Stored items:
PR #6195, opened 2022-08-31
manage max_file_size through the UI

mishaschwartz:
## Motivation and Context

Previously the max_file_size setting allowed for a course was set in the settings yaml files and was updated only when the server restarted. This meant that updating this setting required interruptions for everyone using the instance. Also, this setting was being written to a file that was symlinked in each repo, this caused issues if the repos were mounted on a different file system where the symlink could potentially break.

This PR allows this setting to be stored on the courses table and managed through the UI. Admin users can update this value and instructor users can view it on the courses edit page. The setting is communicated to the git hooks by reading the .max_file_size file that now exists in the repository (similar to how we manage the .required_files.json file to check for required files)

## Your Changes

**Description**:

## Checklist


lib/repo/git_hooks/multihook.py
```diff
@@ -11,7 +11,6 @@
     with open(os.path.join(real_dir, 'max_file_size')) as f:
         max_file_size = f.read().strip()
     hooks_dir = os.path.join(real_dir, '{}.d'.format(hook_type))
-    env = {**os.environ, 'MAX_FILE_SIZE': max_file_size}
```
david-yz-liu, line 14: The `env` variable is used on line 19, so I'm not sure how this works?

For `subprocess.run` do we need to explicitly pass in the current environment variables if we want them to be used, or are they automatically passed if we don't specify an `env`?

lib/repo/git_hooks/client/pre-commit.d/04-file_size_too_large.py
```diff
@@ -16,7 +19,7 @@
         file_size_proc = subprocess.run(['git', 'cat-file', '-s', file_sha],
                                    stdout=subprocess.PIPE, universal_newlines=True)
         file_size = file_size_proc.stdout.strip()
-        if int(file_size) > MAX_FILE_SIZE:
```
david-yz-liu, line 19: You can delete the `MAX_FILE_SIZE` constant as well (line 4), similar to the server-side hook.

config/locales/models/courses/en.yml
```diff
@@ -5,6 +5,7 @@ en:
       course:
         display_name: Display Name
         is_hidden: Course Visibility
+        max_file_size: Maximum File Size (bytes)
```
david-yz-liu, line 8: It would be good to clarify that this is for submissions, e.g. "Maximum Submission File Size". Or shorter, "Maximum Submission Size". Since there are other types of files that can be uploaded for a course.

david-yz-liu (commented):
@mishaschwartz great work, thanks! I left a couple of comments (I know most of them are about the git hooks, which you are rewriting in a separate PR, but I still think it's a good idea to make sure the changes here to the existing git hooks are stable.)

Also, I noticed that you left the `Course#max_file_size_settings` method, which I'm pretty sure is no longer used anywhere. Was this intentional, or perhaps just something you missed?

config/locales/models/courses/en.yml
mishaschwartz: That is true, but we are also limiting the size of those files. Both autotest files and starter files cannot be larger than this value.

lib/repo/git_hooks/multihook.py
mishaschwartz: Sorry about this. I was working on the changes for this PR and the one for the hook rewrite PR at the same time so I dropped the ball on updating the hooks for this PR as needed. 

(if env=None then it inherits the parent process' environment)

david-yz-liu (approved):

PR #6196, opened 2022-08-31
Make git hooks more portable

mishaschwartz:
## Motivation and Context

Git hooks were written in python3 which required that python3 be installed on every system that could potentially run the server hooks (not just MarkUs but also a server allowing access to the git repos over ssh/https) as well as any machine running the client hooks. This seemed like an unnecessary requirement. So, this PR writes the hooks in a (hopefully) posix compliant way using shell scripts. 

This PR also:

- writes the required files as plain text instead of as a json string (easier to parse with shell scripts)
- copies each hook to each repo (instead of symlinking them)
- signals to server hooks not to fire when MarkUs is making changes using a custom environment variable (previously we were using an environment variable that was set by the git_http_backend process but not set by the git-shell used when accessing repos over ssh)
- updates client hooks so that they will still work as intended when a commit is made from a subdirectory of the repo
- write tests for git hooks

Closes #6277

## Your Changes

**Description**:

## Checklist


lib/repo/git_hooks/client/pre-commit.d/04-file_size_too_large.sh
```diff
@@ -0,0 +1,14 @@
+#!/usr/bin/env sh
+
+CHANGED_FILES=$(git diff --name-status --no-renames --diff-filter=d HEAD) # diff does not include deleted files
+MAX_FILE_SIZE=$(git show HEAD:.max_file_size)
+
+# shellcheck disable=SC2034
+echo "$CHANGED_FILES" | while read -r _status path; do
```
david-yz-liu, line 7: I tried this out when deleting a single file:

```console
$ git rm A1/hello.py
$ git commit -m "tmp"
fatal: Not a valid object name d4375a28ae7ddb7c18c90c3cd94389381c0b2ffc
e69de29bb2d1d6434b8b29ae775ad8c2e48c5391
... omitted ...
f30ebc7e481b7fe310982e2e69b25d3f55a35acd
.git/hooks/pre-commit.d/04-file_size_too_large.sh: line 10: [: : integer expression expected
```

■ Aim of the exercise:
Report back each line of the entries that holds the string "instead".

■ Result of the task:
- writes the required files as plain text instead of as a json string (easier to parse with shell scripts)
- copies each hook to each repo (instead of symlinking them)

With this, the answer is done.